# The Earl Dog



## Elvisfink (Oct 13, 2008)

Ch. Earl UCD URO1 SDC1 SDC2 CSAU CGC 
I haven't posted any photos for awhile so here a few.


----------



## TeamCourter (Oct 22, 2013)

Aw what a handsome boy!

Sent from Petguide.com Free App


----------



## ::::COACH:::: (Apr 4, 2012)

Love that Earl boy  the 2nd pic is my favorite! Such a stud


----------



## Saint Francis (Jun 2, 2010)

Top notch!


----------



## STiLL WILL (May 1, 2013)

Love this boy! Good work!


----------



## mccoypitbulls (Nov 26, 2009)

Second pic is my favorite..great shots and nice job with him!


----------



## jttar (Jan 31, 2013)

Earl IS a pearl. Never tire of looking at his pictures. What a great bod.

Joe


----------



## Trapboi103 (Dec 14, 2008)

Real good looking guy!!!


----------



## BCdogs (May 30, 2014)

Super handsome!


----------



## susiealaska (Jan 11, 2013)

*Your dog looks like mine*

sorry this is a duplicate


----------



## susiealaska (Jan 11, 2013)

*Your dog looks like mine*



Trapboi103 said:


> Real good looking guy!!!


This is for Trapboi103
We don't know where our dog came from BUT he looks A LOT like yours in the pic you have posted of your dog. Would you please tell me about your dog? I would really like to see a larger pic of yours and if you would e=mail me I will send a pic of my Havoc so you can see if he looks like your dog to you. I'm a real person with a mission to find out anything I can about my precious pooch. I can't get a pic posted on this site, sorry. But, of course, I think your dog is beautiful![email protected]
PLEASE help if you can. (We have had him for five years)
Thank you,
Susie


----------



## ames (Jun 6, 2010)

Handsome Earl!

Sent from Petguide.com App so please excuses the typos


----------



## Mach0 (Mar 28, 2010)

Earl sure did mature nicely


----------



## ~StangChick~ (Jan 1, 2009)

oh how did i miss this?
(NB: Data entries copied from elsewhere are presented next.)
PR #455, opened 2024-01-11
tbv2: correctly account for list overhead

JakeHillion:
tbv2: correctly account for list overhead

`std::list` has per element overhead for the individual heap allocations. This
was already calculated in the container implementation but not used. Allocate
the overhead of each element in the `std::list` to the `std::list` itself as
with other sequential containers.

Test Plan:
- CI
- Updated test cases

---
[//]: # (BEGIN SAPLING FOOTER)
Stack created with [Sapling](https://sapling-scm.com). Best reviewed with [ReviewStack](https://reviewstack.dev/facebookexperimental/object-introspection/pull/455).
* #452
* #456
* __->__ #455

### DIFF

I love Earl pics! He is so handsome! Love that last one.


----------



## Elvisfink (Oct 13, 2008)

Thanks you all for the nice complements on Earl. I'm really happy with how he's matured and I'm looking forward to getting his UCDX in 2015.


----------



## Jazzy&Veronica (Mar 18, 2011)

Gorgeous boy!! Love the first shot with his intense focus!


----------



## Katey (Aug 5, 2013)

Handsome boy!


----------



## SMD760 (Oct 31, 2013)

He is such a good looking dog! Definitely one of my favorites on GP!!!!


----------